■ **ASSIGNED TASK**:
All entries must be given again exactly as written.

Content starts

PR #336, opened 2019-04-05
Add ADF7021 footprint entry

evanshultz:
https://www.analog.com/media/en/package-pcb-resources/package/pkg_pdf/lfcspcp/cp_48_5.pdf


poeschlr:
@pointhi footprint is merged, this is good to go.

Content ends

■ **YOUR SOLUTION**:
PR #336, opened 2019-04-05
Add ADF7021 footprint entry

evanshultz:
https://www.analog.com/media/en/package-pcb-resources/package/pkg_pdf/lfcspcp/cp_48_5.pdf


poeschlr:
@pointhi footprint is merged, this is good to go.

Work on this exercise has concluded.